Something like this (not tested):

function alter_search($sql, $wp_query) {
  global $wpdb;

  $search = $wp_query->get('s');

  return $wpdb->prepare(" AND MATCH($wpdb->posts.post_title, $wpdb->posts.post_content) AGAINST(%s)", $search );
}
add_filter('posts_search', 'alter_search', 10, 2);

#9 follow-up: @scribu
14 years ago

I would suggest changing to a large VARCHAR and indexing it, but the low minimum requirements for wordpress (mysql 4.1.2) make that not feasible because of the 255 character limit on old versions.
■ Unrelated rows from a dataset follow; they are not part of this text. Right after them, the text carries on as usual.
PR #12156, opened 2020-08-02
Improve the types generation and API documentation (PR 12102 follow-up)

timvandermeij:
The commit messages contain more information about the individual changes. I recommend looking at the individual commits with the `?w=1` flag since that reduces the diff size for some of them.

/cc @Snuffleupagus since this should fix the consistency problems and your last comments on the types patch.

### DIFF
--- a/src/display/api.js
+++ b/src/display/api.js
@@ -666,8 +666,8 @@ class PDFDocumentProxy {
   }
 
   /**
-   * @returns {Promise<Object<string,any>>} A promise that is resolved with
-   *   a lookup table for mapping named destinations to reference numbers.
+   * @returns {Promise<Object<string, Array<any>>>} A promise that is resolved
+   *   with a mapping from named destinations to references.
    *
    * This can be slow for large documents. Use `getDestination` instead.
    */
@@ -685,10 +685,9 @@ class PDFDocumentProxy {
   }
 
   /**
-   * @returns {Promise<Array<string> | null>} A promise that is
-   *   resolved with an {Array} containing the page labels that correspond to
-   *   the page indexes, or `null` when no page labels are present in the PDF
-   *   file.
+   * @returns {Promise<Array<string> | null>} A promise that is resolved with
+   *   an {Array} containing the page labels that correspond to the page
+   *   indexes, or `null` when no page labels are present in the PDF file.
    */
   getPageLabels() {
     return this._transport.getPageLabels();
@@ -711,8 +710,9 @@ class PDFDocumentProxy {
   }
 
   /**
-   * @returns {Promise<Object>} A promise that is resolved with an {Object}
-   *   containing the viewer preferences.
+   * @returns {Promise<Object | null>} A promise that is resolved with an
+   *   {Object} containing the viewer preferences, or `null` when no viewer
+   *   preferences are present in the PDF file.
    */
   getViewerPreferences() {
     return this._transport.getViewerPreferences();
@@ -787,7 +787,7 @@ class PDFDocumentProxy {
   }
 
   /**
-   * @returns {Promise<Array<string | null>>} A promise that is resolved with
+   * @returns {Promise<Array<number> | null>} A promise that is resolved with
    *   an {Array} that contains the permission flags for the PDF document, or
    *   `null` when no permissions are present in the PDF file.
    */
@@ -2703,8 +2703,7 @@ class RenderTask {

Are you guys against using FULLTEXT indexes in WordPress? Or just haven't added any to date?

I don't think we have a policy against it. It's just that we would have to make sure it would work on a lot of different server setups.

#10 in reply to: ↑ 9 @pgentoo
14 years ago

Replying to scribu:

I don't think we have a policy against it. It's just that we would have to make sure it would work on a lot of different server setups.

Maybe something to consider going forward if resources allow...

#11 @nacin
14 years ago

Justin Shreve worked on a new search API for WordPress last year as part of his Google Summer of Code project.

Results are in #10667. In the end, there was a single filter added -- posts_search -- and then a few pretty nice plugins IIRC, one of which supports MySQL FULLTEXT (which is not available everywhere).

Pretty sure this is thus a wontfix based on previous discussions and the availability of plugins to do this.

#12 @scribu
14 years ago

  • Milestone Awaiting Review deleted
  • Resolution set to wontfix
  • Status changed from new to closed

That's that, then.

Note: See TracTickets for help on using tickets.